Obwohl sich durch die Mehrwertsteuersenkung für Übernachtungsleistungen direkte positive Effekte für die Hotellerie ergeben, müssen Firmenkunden und Reisende mit enormen Mehrbelastungen rechnen.

Der Verband Deutsches Reisemanagement (VDR) sieht nach wie vor Chancen und Risiken bei der Senkung der Mehrwertsteuer für Hotelleistungen und erwartet spürbare Mehrbelastungen für Firmenkunden. DieSenkung ist von der neuen Bundesregierung geplant und am 2. Dezember vom Finanzausschuss mit den Stimmen der Koalitionsfraktionen angenommen worden.
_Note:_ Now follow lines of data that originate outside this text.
PR #232, opened 2019-07-19
Fix bogus errors in TLS sessions

arogge:
Previously if a TLS session failed, the next TLS operation in the same thread saw the error of that failing session and was also terminated.
This PR fixes this behaviour by clearing the error-queue.

As the original issue that lead to this behaviour occured during a status client command to
a) a 17.2 or older client
b) a client with a mismatching password
we also add a systemtest that checks the correct behaviour when trying to status a client with a mismatching password (which eventually runs into a TLS handshake error)

### DIFF
--- a/core/src/lib/tls_openssl.cc
+++ b/core/src/lib/tls_openssl.cc
@@ -333,6 +333,14 @@ void TlsOpenSsl::TlsBsockShutdown(BareosSocket* bsock)
 
   int ssl_error = SSL_get_error(d_->openssl_, err_shutdown);
 
+  /*
+   * There may be more errors on the thread-local error-queue.
+   * As we just shutdown our context and looked at the errors that we were
+   * interested in we clear the queue so nobody else gets to read an error
+   * that may have occured here.
+   */
+  ERR_clear_error(); // empties the current thread's openssl error queue
+
   SSL_free(d_->openssl_);
   d_->openssl_ = nullptr;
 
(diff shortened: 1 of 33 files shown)


core/src/lib/tls_openssl.cc
```diff
@@ -333,6 +333,14 @@ void TlsOpenSsl::TlsBsockShutdown(BareosSocket* bsock)
 
   int ssl_error = SSL_get_error(d_->openssl_, err_shutdown);
 
+  /*
+   * There may be more errors on the thread-local error-queue.
+   * As we just shutdown our context and looked at the errors that we were
+   * interested in we clear the queue so nobody else gets to read an error
+   * that may have occured here.
+   */
+  ERR_clear_error();
```
franku:
```suggestion
  ERR_clear_error(); // empties the current thread's error queue
```

systemtests/tests/bconsole-status-client/testrunner
```diff
@@ -0,0 +1,42 @@
...
+
+@$out $tmp/log2.out
+messages
+quit
+END_OF_DATA
+
+run_bareos
+stop_bareos
+
+# if log2.out has not been written, bconsole crashed or disconnected
```
franku: Does this assumption always apply?

arogge: it does.
Either the bconsole session could execute
```
@$out $tmp/log2.out
messages
```
then the file will exist.
Or bconsole crashed before (at the status command), then the file will not exist.

franku:
You found that! Terrific!

Should merge into master and 18.2.

PR #234, opened 2019-07-19
Backport to 18.2: Fix bogus errors in TLS sessions #232

arogge:
If during or before SSL_shutdown() errors occured that were saved in the
thread-local openssl error queue, these were not read and thus retained
on the queue until another tls session read them.
This lead to bogus error detection. Now we simply clear all errors from
the queue after we're done with our openssl context, so the errors do
not "leak" into another context anymore.

(cherry picked from commit cf3e1064f495b0592e0202edb2cec7e358c5b378)


franku:
Successful on my local buildsystem on a Fedora 29.

PR #243, opened 2019-08-16
webui: Notify user about Bvfs cache update

fbergkemper:
Display an bvfs update cache notification in the restore file tree
container while loading the tree and in case of an error after tree
loading failed.

The tree node loading timeout is now configurable by the
node_loading_timeout parameter in restore section of the
configuration.ini file. The default of the parameter is
set to 120 seconds.

[restore]
; Restore file tree node loading timeout after n milliseconds
; Default: 120000 milliseconds
node_loading_timeout=120000


franku:
Pls. see comments on PR#240

PR #246, opened 2019-08-21
core: replace crc32 implementation

arogge:
The previous crc32 implementation was not optimal from a performance
point-of-view.
This patch introduces Stephan Brumme's Fast CRC32 which is a lot faster
than the old algorithm.


arogge:
I'm not sure the files are in the right location. Can somebody please review?

joergsteffens:
Additional licenses must also be described in https://github.com/bareos/bareos/blob/master/core/LICENSE and https://github.com/bareos/bareos/blob/master/core/debian/copyright.footer

arogge:
Licensing info will be added once we've finally agreed on the file locations, because the paths to the sources will be coded into the licensing info.

core/src/tests/CMakeLists.txt
```diff
@@ -290,3 +290,13 @@ IF(HAVE_EXECINFO_H AND HAVE_BACKTRACE AND HAVE_BACKTRACE_SYMBOLS)
   gtest_discover_tests(test_backtrace TEST_PREFIX gtest:)
 ENDIF()
 
+####### test_backtrace #####################################
```
franku:
```suggestion
####### test_crc32 #####################################
```

stbrumme:
Hi, I'm the author of the CRC32 library.
My lib uses the zlib license (see https://github.com/stbrumme/crc32/blob/master/LICENSE ).
Quoting from the license: "an acknowledgment in the product documentation would be appreciated but is not required".

Have a nice day,
Stephan

PR #253, opened 2019-08-27
systemtests: Fix build without Python support

fbergkemper:
Fix CMake Error: "get_target_property() called with non-existent target"
if Python support is FALSE.


systemtests/CMakeLists.txt
```diff
@@ -99,10 +99,13 @@ set(mon_sd_password "mon_sd_password")
 set(python_plugin_module_src_dir ${CMAKE_SOURCE_DIR}/core/src/plugins)
 set(plugindirtmp ${PROJECT_BINARY_DIR}/plugindirtmp)
 set(rscripts ${PROJECT_BINARY_DIR}/scripts)
-get_target_property(fd_plugin_binary_path python-fd BINARY_DIR)
-if(NOT client-only)
-  get_target_property(dir_plugin_binary_path python-dir BINARY_DIR)
-  get_target_property(sd_plugin_binary_path python-sd BINARY_DIR)
+
+if(PYTHONLIBS_FOUND)
```
joergsteffens: Other CMakeLists.txt files use 
IF(HAVE_PYTHON)
instead.

fbergkemper: Good point, I will adapt it to the most used.

fbergkemper: Reverted, as HAVE_PYTHON does not mean libraries and header files for Python development are available.

PR #260, opened 2019-08-30
systemtests: run python-fd-plugin-local-fileset-test only if python-fd is build

joergsteffens:
Previous the PYTHONLIBS_FOUND has been checked,
which wasn't always defined.


franku:
Going to merge after all tests passed.

PR #261, opened 2019-08-30
workq: refactor code or remove unneded code for worker threads

franku:
The workq functionality was overengineered and did not do what it
  probably should do.

  The names workq or workqueue did not explain what the code
  actually did and it was not reliable.

  Therefore refactored the complete code:

- ThreadList is now a class that contains the calls to create
  worker-threads who will call a pre-defined handler routine
- ThreadListPrivate contains the implementation and is hidden from
  the public interface
- using ThreadList with RAII in the daemon code, accordingly
- the new functionality consists mainly of a list where new threads
  are added to, therefore the name of all files and variables
  are changed into names containing "thread list" or similar
- used std::thread instead of pthread
- used std::set instead of a linked list
- worker threads start detached and cleanup resources by themself

- removed or renamed variables
- removed unused code in the thread start and at the end
- previous return type of int was not used as intended,
  therefore a simple bool is enough
- upon shutdown threads are not joined but the parent thread will
  wait until the thread list is empty or a timeout occurs
- added a user callback for each worker-thread that is called from
  the parent thread before it enters the waiting state

- ua_server: close user_agent_socket only in FreeUaContext
- synchronize shutdown of worker threads on daemon shutdown
- updated code that calls the new functions accordingly

- fd and dir: added a worker-thread shutdown handler to each
  socket server
- sd: do not cleanup jcr memory of a console connection in the
  terminate handler
- dird: StopSocketServer is now called before StopWatchdog so
  socket operations still can time out

- added a unit test


franku:
Should improve again. Not yet ready to review.

PR #263, opened 2019-09-02
dir: add new resource User to config

franku:
Up to now a User resource in the director config was an alias for the Console resource and it was only used for pam authentication. 

Actually the User resource does not need a password and most of all other directives from Console Resource. Therefore this PR introduces a dedicated User resource. 

Implemented: 

- separated struct user_acl contained in UserResource and ConsoleResource
- only referenced when using pam authentication
- corrected pam documentation

**Edit after review:** 
- enhanced bconsole-pam test by configure add user name=user3
- rewrite macro USER_ACL to use in all relevant initializer lists (RunACL was missing in the profile list)
- removed a potential wrong positive from bconsole-pam test
- updated docs
- rebuilt and checked in resource json files
- package installer adds user subdirectory for bareos-dir.d


core/src/dird/dird_conf.cc
```diff
@@ -186,31 +187,42 @@ static ResourceItem profile_items[] = {
...
+  { "PoolACL", CFG_TYPE_ACL, ITEM(resource, user_acl.ACL_lists), Pool_ACL, 0, NULL, NULL, NULL },\
+  { "CommandACL", CFG_TYPE_ACL, ITEM(resource, user_acl.ACL_lists), Command_ACL, 0, NULL, NULL, NULL },\
+  { "FileSetACL", CFG_TYPE_ACL, ITEM(resource, user_acl.ACL_lists), FileSet_ACL, 0, NULL, NULL, NULL },\
+  { "CatalogACL", CFG_TYPE_ACL, ITEM(resource, user_acl.ACL_lists), Catalog_ACL, 0, NULL, NULL, NULL },\
+  { "WhereACL", CFG_TYPE_ACL, ITEM(resource, user_acl.ACL_lists), Where_ACL, 0, NULL, NULL, NULL },\
+  { "PluginOptionsACL", CFG_TYPE_ACL, ITEM(resource, user_acl.ACL_lists), PluginOptions_ACL, 0, NULL, NULL, NULL },\
+  { "Profile", CFG_TYPE_ALIST_RES, ITEM(resource, user_acl.profiles), R_PROFILE, 0, NULL, "14.2.3-",\
+     "Profiles can be assigned to a Console. ACL are checked until either a deny ACL is found or an allow ACL. "\
+     "First the console ACL is checked then any profile the console is linked to." }
+
```
joergsteffens: How about using the USER_ACL (except "Profile") also for profile_items?

joergsteffens: Could you please verify, that "configure add user name=test ..." works?

franku: > Could you please verify, that "configure add user name=test ..." works?
Looks like. But it does not create a folder "User" if it does not already exist. Is this the itended behaviour?

franku: > How about using the USER_ACL (except "Profile") also for profile_items?

I would deny. They do not share the same items (RunACL, profiles) and in the resource objects they refer to different C-structures. 

The USER_ACL Macro was introduced to bring together console and user resource because they must be able to use the same interface to access the data.

joergsteffens: > > Could you please verify, that "configure add user name=test ..." works?
> 
> Looks like. But it does not create a folder "User" if it does not already exist. Is this the itended behaviour?

Yes, the user folder should be generated by the package.

franku: - enhanced using bconsole-pam test by configure add user name=user3
- rewrite macro USER_ACL to use in all relevant initializer lists (RunACL was missing in the one mentioned above)

franku:
We need a description for "RunACL", any ideas regarding the wording?

systemtests/tests/bconsole-pam/etc/bareos/bareos-dir.d/profile/operator.conf
```diff
@@ -3,7 +3,7 @@ Profile {
    Description = "Profile allowing normal Bareos operations."
 
    Command ACL = !.bvfs_clear_cache, !.exit, !.sql
-   Command ACL = !configure, !create, !delete, !purge, !prune, !sqlquery, !umount, !unmount
+   Command ACL = configure, !create, !delete, !purge, !prune, !sqlquery, !umount, !unmount
```
joergsteffens: You don't want to allow "configure". If you allow it, a user could create a new console with no ACL restrictions.
And if you really want to allow it, there is no need to explicitly specify it, as the last entry is "*all*", which allows all commands not explicitly denied.

franku: The "configure" command is needed for this test; "user3" will be added using "configure add" as requested from you.
There are no side effects to production systems because this is only used for this test, thus no concerns.

PR #274, opened 2019-09-23
python-bareos and dird commands improvments

joergsteffens:
Added systemtests for python-bareos module.

Improve exception handling in python-bareos

Also fixes and improves some console commands in the Bareos Director.

### DIFF
--- a/systemtests/tests/python-bareos-test/testrunner
+++ b/systemtests/tests/python-bareos-test/testrunner
@@ -28,30 +28,23 @@ cat <<END_OF_DATA >$tmp/bconcmds
 @$out /dev/null
 messages
 @$out $tmp/log1.out
-setdebug level=100 storage=File
-label volume=TestVolume001 storage=File pool=Full
-run job=$JobName yes
-status director
-status client
-status storage=File
-wait
-messages
-@#
-@# now do a restore
-@#
-@$out $tmp/log2.out
-wait
-restore client=bareos-fd fileset=SelfTest where=$tmp/bareos-restores select all done
-yes
-wait
+configure add console=admin password=secret profile=all
 messages
 quit
 END_OF_DATA
 
 run_bareos
+
+export PYTHONPATH=${PROJECT_SOURCE_DIR}/../python-bareos/
+print_debug "PYTHONPATH=$PYTHONPATH"
+if PYTHONRESULT=$(./python-bareos-unittest.py -v); then
+    print_debug "$PYTHONRESULT"
+else
+    set_error "$PYTHONRESULT"
+fi
+
 check_for_zombie_jobs storage=File
+
 stop_bareos
 
-check_two_logs
-check_restore_diff ${BackupDirectory}
 end_test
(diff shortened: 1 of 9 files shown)


core/src/cats/sqlite_queries.inc
```diff
@@ -949,14 +949,46 @@ const char *BareosDbSqlite::query_definitions[] = {
...
-          "VolCapacityBytes,VolStatus,Enabled,Recycle,VolRetention, "
-          "VolUseDuration,MaxVolJobs,MaxVolFiles,MaxVolBytes,InChanger, "
-          "EndFile,EndBlock,LabelType,StorageId,DeviceId, "
-          "LocationId,RecycleCount,InitialWrite,ScratchPoolId,RecyclePoolId, "
-          "Comment,Name AS Storage "
+"SELECT    Media.MediaId, "
+          "Media.VolumeName, "
+          "Media.Slot, "
+          "Media.PoolId, "
+          "(SELECT Name FROM Pool WHERE Pool.PoolId=Media.PoolId) AS Pool, "
```
arogge: Can you really just change the query without changing the code that uses it?

systemtests/tests/python-bareos-test/testrunner
```diff
@@ -28,30 +28,24 @@ cat <<END_OF_DATA >$tmp/bconcmds
...
+    print_debug "$PYTHONRESULT"
+else
+    set_error "$PYTHONRESULT"
+fi
+
 stop_bareos
 
-check_two_logs
-check_restore_diff ${BackupDirectory}
+#check_two_logs
```
arogge: delete lines you don't need

systemtests/tests/python-bareos-test/testrunner
```diff
@@ -28,30 +28,24 @@ cat <<END_OF_DATA >$tmp/bconcmds
...
+#check_restore_diff ${BackupDirectory}
```
arogge: delete lines you don't need

systemtests/tests/python-bareos-test/testrunner
```diff
@@ -28,30 +28,24 @@ cat <<END_OF_DATA >$tmp/bconcmds
...
-yes
-wait
+configure add console=admin password=secret profile=operator
 messages
 quit
 END_OF_DATA
 
 run_bareos
-check_for_zombie_jobs storage=File
+#check_for_zombie_jobs storage=File
```
arogge: delete lines you don't need

python-bareos/bareos/bsock/lowlevel.py
```diff
@@ -5,12 +5,13 @@
 # Authentication code is taken from
 # https://github.com/hanxiangduo/bacula-console-python
 
-from   bareos.exceptions import *
+import bareos
```
arogge: maybe `import bareos.exceptions` instead of `import bareos`. Otherwise the `from` imports below should probably be converted too

core/src/cats/sqlite_queries.inc
joergsteffens: It adds extra output to the "llist media all" command. However, this should not hurt,

PR #276, opened 2019-09-24
Fix nullptr cornercase in mtx-changer parser

arogge:
Previously when mtx-changer provided text with no colons in it, field2 was a nullptr. This nullptr wasn't checked correctly and lead to a crash.
The code did not match the comment, because it didn't check that f1 and f2 were set, but that f1 *or* f2 were set.
This patch now makes the code behave as described in the comment above.


arogge:
As discussed this will be backported to 18.2 and 17.2

PR #47, opened 2015-09-23
Fix bug and add duplicated phone number check.

wjcheers:
1. fix bug:
candidate work phone filter is not working
2. add function:
check phone number is duplicated when add a candidate.
3. fix correct index name:
in lib/CATSUtility.php


RussH:
Looks good - will merge then test on my test laptop.. Thank you!!

PR #61, opened 2016-03-09
Update suggest.js

theSlyest:
Line 216. Since it comes from the database, nameNodeValue may contain single quotes. And if it does, it obviously causes a bug if the quote is not escaped, so I just escaped it.


libregeek:
I think we could merge this. But in the long-term I would suggest integrating something like jQuery so that we can concentrate on ATS features.

RussH:
okay, will merge!




----
Russ

PR #66, opened 2016-05-19
Added grave accents, backticks, to database schema name

aaam:
When an existing database schema uses a reserved name, like numbers only, backticks prevent errors.


RussH:
jsut for completeness - analysed on Codacy. all looks good.

PR #73, opened 2016-06-23
Ldap module improvements

skrchnavy:
Included support for combined authentication against LDAP and SQL.
Configuration tested with active directory.
More details are described in INSTALL.md


RussH:
@libregeek can you review and comment / accept as you're the owner of all things LDAP!

Issue #58, opened 2016-02-26
Use fluid width pages


libregeek:
OpenCATS uses fixed width pages (1024x768 resolution) which doesn't looks good in wide screens. The fixed width should be changed to fluid width so that the application utilized available screen space and reduces vertical scrolling.
![selection_410](https://cloud.githubusercontent.com/assets/145110/13346128/24536430-dc8a-11e5-8e42-19290f52c230.png)

mlespiau:
Hi @libregeek, would you consider this issue fixed since my last PR?

amaisonneuve:
I took a look and the changes are clean I have yet to merge into my repo, but I think it should be safe.

Cheers,
Alain

PR #74, opened 2016-06-28
Flexible layout

mlespiau:
Remove fixed width layout


RussH:
@libregeek can you review please?

mlespiau:
@libregeek, @RussH  would appreciate the review, I'm getting confused with all the open branches as I would like to use them all :)

skrchnavy:
expects it closes #58

Issue #42, opened 2015-08-25
Decoding of UTF-8 characters mangles Calendar entries


pes-soft:
When there are special characters ( non-latin ) used in Calendar entries ( as Calendar entry title or name of the person involved ), these entries are not decoded from event strings correctly by JavaScript and are displayed mangles ( as UTF-8 string in ASCII ).

To fix this behaviour, it is required to replace `unescape` with `decodeURIComponent` within *modules/calendar/Calendar.js* in function *calendarDataPopulateString*.

skrchnavy:
PR #84 shall fix this issue

PR #84, opened 2016-07-08
Fixed issues with UTF8

skrchnavy:
This is fix of OpenCATS/issues#42 and also few other display issue related to change DB to UTF8.

Tested with db in `utf8_general_ci` and `utf8_unicode_ci`


RussH:
closes #42

PR #89, opened 2016-07-17
Wait for mysql and apache before running tests in travis

mlespiau:
This is an important change in terms of continuous integration. 
As for now, I'd been using a simple sleep to wait for the testing environment to start, but even though I set a large time such as 12 seconds, on travis sometimes the servers takes longer than that and you get a failure on your tests and need to read the logs before being able to understand that it's due to the environment not being fully started. 

In order for this not to be confusing to other people willing to commit to the repository, I've added a script that waits for the web server, database and dump to be ready before running the tests with a timeout of 30 seconds. 

So, now travis will run tests as soon as the environment is ready or fail after waiting for 30 seconds for the environment to start.


RussH:
Definitely approved!!

RussH:
Definitely approved!!

mlespiau:
:)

„Sollte am 1. Januar 2010 die Mehrwertsteuer für Hotelübernachtungen von 19 auf sieben Prozent sinken, dann gibt das den Hoteliers den Spielraum, zurückgestellte und dringend notwendige Investitionen umzusetzen“, sagt Dirk Gerdom, Präsident des Deutschen GeschäftsreiseVerbands VDR. „Dies ist aber aus Verbandssicht nur dann akzeptabel, wenn die Mehreinnahmen durch diese Reduzierung in den Wirtschaftkreislauf gegeben werden und sich hierdurch Qualität und Preis-Leistungs-Verhältnis verbessern.“ Außerdem muss ein Teil an die Firmenkunden weitergegeben werden, da die Senkung der Mehrwertsteuer „für Beherbergungsleistungen im Hotelund Gastronomiegewerbe“ de facto Mehrkosten für diese Zielgruppe nach sich zieht.

Wenn die Brutto-Preise gleich bleiben, bedeutet dies für Unternehmen, die am Vorsteuerabzugsverfahren teilnehmen, eine klare Mehrbelastung, da der Vorsteuerabzug niedriger ausfällt.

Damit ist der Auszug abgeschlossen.